==== DATA LISTING

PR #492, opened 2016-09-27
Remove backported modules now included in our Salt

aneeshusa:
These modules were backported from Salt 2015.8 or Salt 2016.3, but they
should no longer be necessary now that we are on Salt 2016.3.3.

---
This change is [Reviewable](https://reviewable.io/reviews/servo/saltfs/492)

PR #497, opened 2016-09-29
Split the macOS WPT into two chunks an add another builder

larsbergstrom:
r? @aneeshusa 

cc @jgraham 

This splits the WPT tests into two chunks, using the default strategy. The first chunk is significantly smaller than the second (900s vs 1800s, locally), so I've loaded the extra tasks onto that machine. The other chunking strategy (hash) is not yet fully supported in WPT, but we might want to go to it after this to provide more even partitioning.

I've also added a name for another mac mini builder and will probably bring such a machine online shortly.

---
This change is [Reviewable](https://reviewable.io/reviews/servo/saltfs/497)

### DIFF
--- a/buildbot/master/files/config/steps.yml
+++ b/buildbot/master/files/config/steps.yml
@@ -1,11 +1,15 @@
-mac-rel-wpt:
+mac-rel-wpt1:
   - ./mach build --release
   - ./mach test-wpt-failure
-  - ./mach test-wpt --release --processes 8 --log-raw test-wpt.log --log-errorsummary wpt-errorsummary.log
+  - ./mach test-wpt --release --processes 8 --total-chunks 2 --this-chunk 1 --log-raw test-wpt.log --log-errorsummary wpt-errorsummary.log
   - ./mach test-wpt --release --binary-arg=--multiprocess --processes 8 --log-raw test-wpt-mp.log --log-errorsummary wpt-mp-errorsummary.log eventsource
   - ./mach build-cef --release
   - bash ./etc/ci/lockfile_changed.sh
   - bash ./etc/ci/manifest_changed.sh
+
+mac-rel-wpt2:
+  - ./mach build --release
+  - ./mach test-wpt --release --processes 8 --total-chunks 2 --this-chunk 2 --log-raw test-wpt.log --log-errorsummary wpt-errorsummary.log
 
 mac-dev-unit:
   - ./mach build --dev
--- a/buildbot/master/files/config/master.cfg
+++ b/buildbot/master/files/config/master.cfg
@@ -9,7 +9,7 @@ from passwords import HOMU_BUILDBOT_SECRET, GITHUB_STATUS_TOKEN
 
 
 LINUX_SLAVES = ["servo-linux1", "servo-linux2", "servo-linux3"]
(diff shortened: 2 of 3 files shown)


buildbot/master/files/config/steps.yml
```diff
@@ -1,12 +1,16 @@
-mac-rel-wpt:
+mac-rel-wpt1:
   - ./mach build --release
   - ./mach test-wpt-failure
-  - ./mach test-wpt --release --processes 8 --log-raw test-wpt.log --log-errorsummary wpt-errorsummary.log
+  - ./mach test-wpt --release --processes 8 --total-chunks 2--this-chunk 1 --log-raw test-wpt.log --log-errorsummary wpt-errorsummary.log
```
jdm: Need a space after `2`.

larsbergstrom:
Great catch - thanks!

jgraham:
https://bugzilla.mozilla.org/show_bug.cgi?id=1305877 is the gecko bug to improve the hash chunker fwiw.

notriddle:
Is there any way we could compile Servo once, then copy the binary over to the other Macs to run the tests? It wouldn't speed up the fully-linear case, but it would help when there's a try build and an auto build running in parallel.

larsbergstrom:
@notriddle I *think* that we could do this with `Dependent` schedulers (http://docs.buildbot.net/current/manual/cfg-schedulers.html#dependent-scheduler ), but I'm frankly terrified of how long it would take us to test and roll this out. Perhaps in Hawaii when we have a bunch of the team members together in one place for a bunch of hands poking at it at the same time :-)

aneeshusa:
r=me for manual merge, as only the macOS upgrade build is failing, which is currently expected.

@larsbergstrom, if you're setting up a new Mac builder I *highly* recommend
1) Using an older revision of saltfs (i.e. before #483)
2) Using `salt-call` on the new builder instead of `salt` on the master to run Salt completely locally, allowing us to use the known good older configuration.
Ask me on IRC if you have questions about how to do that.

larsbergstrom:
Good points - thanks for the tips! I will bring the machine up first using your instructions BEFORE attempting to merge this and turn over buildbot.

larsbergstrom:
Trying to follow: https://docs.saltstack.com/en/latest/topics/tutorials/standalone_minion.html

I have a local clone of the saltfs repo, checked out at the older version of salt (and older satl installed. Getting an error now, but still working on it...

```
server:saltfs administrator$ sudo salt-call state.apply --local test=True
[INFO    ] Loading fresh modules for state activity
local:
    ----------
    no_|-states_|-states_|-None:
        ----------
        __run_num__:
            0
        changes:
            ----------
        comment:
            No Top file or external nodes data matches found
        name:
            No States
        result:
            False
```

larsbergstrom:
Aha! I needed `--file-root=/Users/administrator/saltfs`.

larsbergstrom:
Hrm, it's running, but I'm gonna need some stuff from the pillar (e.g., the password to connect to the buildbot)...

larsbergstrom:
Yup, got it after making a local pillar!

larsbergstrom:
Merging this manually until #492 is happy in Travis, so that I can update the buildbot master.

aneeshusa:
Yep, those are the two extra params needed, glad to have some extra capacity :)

========

> [TASK DIRECTIONS]: For every line in the listing above that contains "administrator", copy that line.

> [TASK SOLUTION]:
server:saltfs administrator$ sudo salt-call state.apply --local test=True
Aha! I needed `--file-root=/Users/administrator/saltfs`.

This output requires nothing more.